Made for the house of Augustinian canonesses at Schwarzenthann in Alsace in 1154, the Guta-Sintram Codex is an important witness to close collaboration between men and women in medieval Christian religious scriptoria. The book is a product of the scribe Guta, an Augustinian canoness of Schwarzenthann, and the illuminator Sintram, a canon from the Augustinian house at Murbach. Elegantly illuminated with three dedication miniatures, nine calendar headings, and twenty-six lively historiated, inhabited, and decorated initials, the manuscript is vital evidence of the scribal activity of religious women.
A compendium of all the texts necessary for life at Schwarzenthann, the Guta-Sintram Codex includes a necrology (names of deceased members of the communities of Schwarzentheim and Murbach in calendar order), a collection of Mass homilies, the Augustinian rule with commentary, and a customary (a guide to daily life in the institution).

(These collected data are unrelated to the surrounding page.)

PR #1733, opened 2021-01-25
Add support for scikit-learn v0.24.0

### LINKED ISSUE #1593: Support sklearn 0.24.0

angela97lin:
Closes #1593.

There are two items that changed for scikit-learn 0.24.0:
1. scikit-learn now raises a warning in permutation_importance: https://github.com/scikit-learn/scikit-learn/blob/7c2f928cbc8d5261e5b85b5e63d549a794116c3b/sklearn/inspection/_partial_dependence.py#L504
2. scikit-learn throws `Setting a random_state has no effect since shuffle is False. You should leave random_state to its default (None), or set shuffle=True.` when random state is set and shuffle is False.

I've written about my proposed solutions below for both of these issues, but always welcome more discussion 😁 
--- 

Item 1: scikit-learn now raises a warning in permutation_importance: https://github.com/scikit-learn/scikit-learn/blob/7c2f928cbc8d5261e5b85b5e63d549a794116c3b/sklearn/inspection/_partial_dependence.py#L504

In order to support this version, we could:
- Update our `test_jupyter_graph_check` test to check that the number of warnings returned == 1, not 0 as before.
- Update our partial dependency impl to set `kind=legacy`. Then, no warnings will be raised. However, we would have to set our dependencies for scikit-learn to be `scikit-learn>=0.24.0` since `kind` is not a valid parameter in previous versions.- Update our partial dependency impl to set `kind=average`. Update our partial dependency impl to handle the new output (Bunch, not ndarrays). Then, no warnings will be raised. However, we would have to set our dependencies for scikit-learn to be `scikit-learn>=0.24.0` since `kind` is not a valid parameter in previous versions.

For this PR, I'm choosing to just stick with option #1. This is a change that will be enforced in scikit-learn 1.1, and we will have to revisit then, but for now, option #1 makes the most sense and allows us to support older versions. 

---

Item 2: scikit-learn throws `Setting a random_state has no effect since shuffle is False. You should leave random_state to its default (None), or set shuffle=True.` when random state is set and shuffle is False.

In order to support this version, we could:
- Update our codebase to check if random_state is None and shuffle=False and throw. This is nice in that the exception is still coming from evalml
- Leave as is, and add test to check that this error is thrown as expected for scikit-learn data splitters..? I guess since we're requiring data splitters to be a child class of the scikit-learn BaseCrossValidator, this might be a valid thing to do, but it could just be better to make it clear that this is a scikit-learn limitation.

For this PR, I chose to stick with option #2. Reasoning is, this is specific for some scikit-learn splitters, but works for our TimeSeriesSplit (even though its base class is the scikit-learn BaseCrossValidator). Still, its not something that we need to disallow entirely then?


evalml/tests/automl_tests/test_automl_utils.py
```diff
@@ -75,30 +75,28 @@ def test_make_data_splitter_default(problem_type, large_data):
         assert data_splitter.max_delay == 7
 
 
-def test_make_data_splitter_parameters():
+@pytest.mark.parametrize("problem_type, expected_data_splitter", [(ProblemTypes.REGRESSION, KFold),
```
angela97lin, line 78: Cleanup by using `parametrize` 😁

evalml/tests/automl_tests/test_automl_utils.py
```diff
@@ -115,6 +113,16 @@ def test_make_data_splitter_error():
...
+        make_data_splitter(X, y, 'XYZ')
+
+
+def test_make_data_splitter_error_shuffle_random_state():
+    n = 10
+    X = pd.DataFrame({'col_0': list(range(n)),
+                      'target': list(range(n))})
+    y = X.pop('target')
+
+    with pytest.raises(ValueError, match="Setting a random_state has no effect since shuffle is False."):
```
freddyaboulton, line 127: Does our `TrainingValidationSplit` also raise this exception?

freddyaboulton (approved):
@angela97lin This looks great! I agree with the plan for the two problems you mentioned. Just making sure, but the only unit tests that would fail if someone were to run `0.23.2` are `test_make_data_splitter_error_shuffle_random_state` and `test_jupyter_graph_check`, correct?

evalml/tests/automl_tests/test_automl_utils.py
angela97lin: Nope, I don't think so!

evalml/automl/utils.py
```diff
@@ -53,15 +53,17 @@ def make_data_splitter(X, y, problem_type, problem_configuration=None, n_splits=
...
         if not problem_configuration:
             raise ValueError("problem_configuration is required for time series problem types")
-        data_splitter = TimeSeriesSplit(n_splits=n_splits, gap=problem_configuration.get('gap'),
-                                        max_delay=problem_configuration.get('max_delay'))
-    if X.shape[0] > _LARGE_DATA_ROW_THRESHOLD:
-        data_splitter = TrainingValidationSplit(test_size=_LARGE_DATA_PERCENT_VALIDATION, shuffle=True)
+        return TimeSeriesSplit(n_splits=n_splits, gap=problem_configuration.get('gap'),
+                               max_delay=problem_configuration.get('max_delay'))
+
     return data_splitter
```
bchen1116, line 69: if we're not using `data_splitter`, can't we remove line 55 and just return `None` here?

bchen1116 (approved):
LGTM! Just left one comment, but I think going with the options you chose are good!

docs/source/release_notes.rst
```diff
@@ -17,14 +17,15 @@ Release Notes
         * Added time series support for ``make_pipeline`` :pr:`1566`
         * Added target name for output of pipeline ``predict`` method :pr:`1578`
         * Added multiclass check to ``InvalidTargetDataCheck`` for two examples per class :pr:`1596`
-        * Support graphviz 0.16 :pr:`1657`
+        * Added support for ``graphviz`` ``v0.16`` :pr:`1657`
```
chukarsten, line 20: Good for you.

chukarsten (approved):
This looks good.  I'm not sure I get the changes to EvalML/automl/utils.py make_data_split().  But I think it's just stylistic, so no big deal.

angela97lin:
@chukarsten Partially stylistic! The reason why I shifted and returned rather than what was previously there was because in the previous code, we would set the data_splitter based on the problem type, and then at the very end if the dataset was too large, we'd set it to `TrainingValidationSplit` regardless. However, scikit-learn 0.24.0 breaks if `shuffle=False` and `random_state!=None` for the binary/multiclass/regression case. So if the user has a super large binary dataset, we *want* to give them `TrainingValidationSplit`. Say they want to specify a random state and shuffle=False. Without the refactor, we would run into errors when it tries the initial set to `StratifiedKFold/KFold` before we set it to `TrainingValidationSplit`. Now, we just set to `TrainingValidationSplit` and don't run into that error :P

docs/source/release_notes.rst
```diff
@@ -5,20 +5,28 @@ Release Notes
     * Enhancements
         * Added ``graph_t_sne`` as a visualization tool for high dimensional data :pr:`1731`
         * Added the ability to see the linear coefficients of features in linear models terms :pr:`1738`
+        * Added support for ``scikit-learn`` ``v0.24.0`` :pr:`1733`
     * Fixes
     * Changes
+        * Updated components and pipelines to return ``Woodwork`` data structures :pr:`1668`
```
angela97lin, line 11: Oops, sneaking this in here. This should have been moved :P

Picturing Sponsorship and Authority
The Guta-Sintram Codex boasts three frontispieces. The first illustrates the papal confirmation of privileges on the Augustinian house at Murbach (fol. 2r). The next shows Guta and Sintram paying homage to the Virgin Mary, to whom they dedicate their manuscript (fol. 4r), and the last is a portrait of Saint Augustine flanked by canons and canonesses (fol. 5r). Painted by Sintram in an elegant Romanesque style, the frontispieces visually affirm the status of the codex within the history of Murbach-Schwarzenthann.
Care of Body and Spirit
Also significant is the illumination of the necrology, every surviving month of which is decorated with an illustrated heading that spans across an opening. In addition to a richly decorated KL monogram, each heading includes the sign of the zodiac, the labor of the month, and a banderole with pharmaceutical recipes and medical advice. The necrology thereby provides a guide to the physical health of the canonesses of Schwarzenthann.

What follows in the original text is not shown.